Engineering Physics
Engineering Physics, To teach students basic concepts and principles of engineering physics, relate them to laboratory experiments and.
Course Objectives:
To teach students basic concepts and principles of physics, relate them to laboratory experiments and their applications.
Prerequisite Courses, if any:
Fundamentals of: optics, interference, diffraction polarization, wave-particle duality, semiconductors and magnetism.
Course Outcomes:
On completion of the course, the learner will be able to–
CO1: Develop an understanding of interference, diffraction, and polarization; connect it to few engineering applications.
CO2: Learn the basics of lasers and optical fibers and their use in some applications.
CO3: Understand concepts and principles in quantum mechanics. Relate them to some applications.
CO4: Understand the theory of semiconductors and their applications in some semiconductor devices.
CO5: Summarize the basics of magnetism and superconductivity. Explore a few of their technological applications.
CO6: Comprehend use of concepts of physics for Non-Destructive Testing.

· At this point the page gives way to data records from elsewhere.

PR #2458, opened 2020-12-14
ensure custom tag is applied to object in generated model (#2457)

### LINKED ISSUE #2457: custom tags are not added to instances of objects when specified
## Problem statement

I'm trying to use the `x-go-custom-tag` extension to add a tag to an object in my schema, but when a model is generated that has an instance of that object in it, the instance does not have any custom tags applied. 

When applying the `x-go-custom-tag` as seen in the sample spec below, this is the code generated:
```
...

// ObjWithCustomTag obj with custom tag
//
// swagger:model ObjWithCustomTag
type ObjWithCustomTag struct {

    // custom tag
    CustomTag *ObjWithCustomTagCustomTag `json:"customTag,omitempty"`

}

...
```

### Expected Result
```
...

// ObjWithCustomTag obj with custom tag
//
// swagger:model ObjWithCustomTag
type ObjWithCustomTag struct {

    // custom tag
    CustomTag *ObjWithCustomTagCustomTag `json:"customTag,omitempty" myobjtag:"foo,bar"`

}

...
```

## Swagger specification

```
ObjWithCustomTag:
  type: object
  properties:
    customTag:
      type: object
      x-go-custom-tag: myobjtag:"foo,bar"
      properties: 
        something:
          type: string
```

## Steps to reproduce

`swagger generate model -M ObjWithCustomTag -f spec.yml -t src/generated/`

## Environment
swagger version: 0.25.0
go version: 1.15.6
OS: macOS 11.0.1

bobcallaway:
* object properties now have custom tags appended to generated models
* fixes #2457 

Signed-off-by: Bob Callaway <bcallawa@redhat.com>


generator/types.go
```diff
@@ -934,6 +934,7 @@ func (t *typeResolver) ResolveSchema(schema *spec.Schema, isAnonymous, isRequire
 			break
 		}
 		result.HasDiscriminator = schema.Discriminator != ""
+		result.Extensions = schema.Extensions
```
fredbi, line 937: This is probably tampering with a lot of other extensions. Have you considered adding the x-go-tag extension in the setExtension func (called in a defer statement, so it is not overwritten by ref resolution)?

generator/model.go
```diff
@@ -804,6 +804,11 @@ func (sg *schemaGenContext) buildProperties() error {
 			return err
 		}
 
+		// set custom serializer tag
```
fredbi, line 807: I fail to see why the statement doing the same thing at the end of the loop is not enough. My hunch is that only the type resolver is failing and that piece wouldn't be necessary if the extension was properly resolved for the property (as you have intended to do in types.go)

generator/types.go
fredbi: Based on your original idea (which is good) I have a tried a version that pass the unit tests and seems to do the job, at least on a basic test case.

```go
+++ b/generator/types.go
@@ -1244,6 +1244,13 @@ func (rt *resolvedType) setExtensions(schema *spec.Schema, origType string) {
        rt.IsEnumCI = hasEnumCI(schema.Extensions)
        rt.setIsEmptyOmitted(schema, origType)
        rt.setIsJSONString(schema, origType)
+
+       if customTag, found := schema.Extensions[xGoCustomTag]; found {
+               if rt.Extensions == nil {
+                       rt.Extensions = make(spec.Extensions)
+               }
+               rt.Extensions[xGoCustomTag] = customTag
+       }
 }
 
 func (rt *resolvedType) setIsEmptyOmitted(schema *spec.Schema, tpe string) {
```

```go
+++ b/generator/model.go
@@ -917,7 +917,7 @@ func (sg *schemaGenContext) buildProperties() error {
                emprop.GenSchema.Extensions = emprop.Schema.Extensions
 
                // set custom serializer tag
-               if customTag, found := emprop.Schema.Extensions[xGoCustomTag]; found {
+               if customTag, found := tpe.Extensions[xGoCustomTag]; found {
                        emprop.GenSchema.CustomTag = customTag.(string)
                }
                sg.GenSchema.Properties = append(sg.GenSchema.Properties, emprop.GenSchema)
@@ -1649,7 +1649,7 @@ func (sg *schemaGenContext) buildAdditionalItems() error {
 }
 
```

fredbi: We have to be more surgical regarding bubbling up extensions, because of the x-nullable.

Learn some properties of nanomaterials and their application.
Unit I Wave Optics
Interference
- Introduction to electromagnetic waves and electromagnetic spectrum
- Interference in a thin film of uniform thickness (with derivation)
- Interference in thin-film wedge shape (qualitative)
- Applications of interference: testing optical flatness, anti-reflection coating Diffraction
- Diffraction of light
- Diffraction at a single slit, conditions for principal maxima and minima, the diffraction pattern
- A diffraction grating, conditions for principal maxima and minima starting from resultant amplitude equations, diffraction pattern.
- Rayleigh’s criterion for resolution, resolving power of telescope and grating
- Polarization
- Polarization of light, Malus law
- Double refraction, Huygen’s theory of double refraction
- Applications of polarization: LCD
Unit II Laser and Optic Fibre Laser
- Basics of laser and its mechanism, characteristics of laser
- Semiconductor laser: Single Hetro-junction laser
- Gas laser: CO2 laser
- Applications of lasers: Holography, IT, industrial, medical, Optic Fiber
- Introduction, parameters: Acceptance Angle, Acceptance Cone, Numerical Aperture
- Types of optical fiber- step index and graded index
- Attenuation and reasons for losses in optic fibers (qualitative)
- Communication system: basic building blocks
- Advantages of optical fiber communication over conventional methods.
Unit III Quantum Mechanics
- De-Broglie hypothesis
- Concept of phase velocity and group velocity (qualitative)
- Heisenberg Uncertainty Principle
- Wave-function and its physical significance
- Schrodinger’s equations: time-independent and time-dependent
- Application of Schrodinger’s time-independent wave equation
- Particle enclosed in infinitely deep potential well (Particle in RigidBox)
- Particle in Finite potential well (Particle in Non Rigid box) (qualitative)
- Tunneling effect, Tunneling effect examples (principle only): Alpha Decay,
- Scanning Tunneling Microscope, Tunnel diode
- Introduction to quantum computing
Unit IV Semiconductor Physics
- Free electron theory (Qualitative) solids
- Opening of bandgap due to internal electron diffraction due to lattice Band theory of solids.
- The effective mass of electron Density of states
- Fermi Dirac distribution function
- The conductivity of conductors and semiconductors
- Position of Fermi level in intrinsic and extrinsic semiconductors (with derivations
based on carrier concentration) - Working of PN junction on the basis of the band diagram
- Expression for barrier potential (derivation)
- Ideal diode equation
- Applications of PN junction diode: Solar cell (basic principle with band diagram) IV characteristics and Parameters, ways of improving the efficiency of solar cell
- Hall effect: Derivation for Hall voltage, Hall coefficient, applications of Hall effect
Unit V Magnetism and Superconductivity Magnetism
- Magnetism
- Origin of magnetism
- Classification of magnetism on the basis of permeability (qualitative)
- Applications of magnetic devices: transformer cores, magnetic storage, magneto-optical recording.
- Superconductivity
- Introduction to superconductivity; Properties of superconductors: zero electrical resistance, critical magnetic field, persistent current, Meissner effect
- Type I and Type II superconductors
- Low and high-temperature superconductors (introduction and qualitative)
- AC/DC Josephson effect; SQUID: basic construction and principle of working; Applications of SQUID
- Applications of superconductors
Unit VI Non-Destructive Testing and Nanotechnology
- Non Destructive Testing
- Classification of Non-destructive testing methods
- Principles of physics in Non-destructive Testing
- Advantages of Non-destructive testing methods
- Acoustic Emission Testing
- Ultrasonic (thickness measurement, flaw detection)
- Radiography testing Nanotechnology
- Introduction to nanotechnology
- Quantum confinement and surface to volume ratio
- Properties of nanoparticles: optical, electrical, mechanical
- Applications of nanoparticles: Medical (targeted drug delivery), electronics, space and defense, automobile.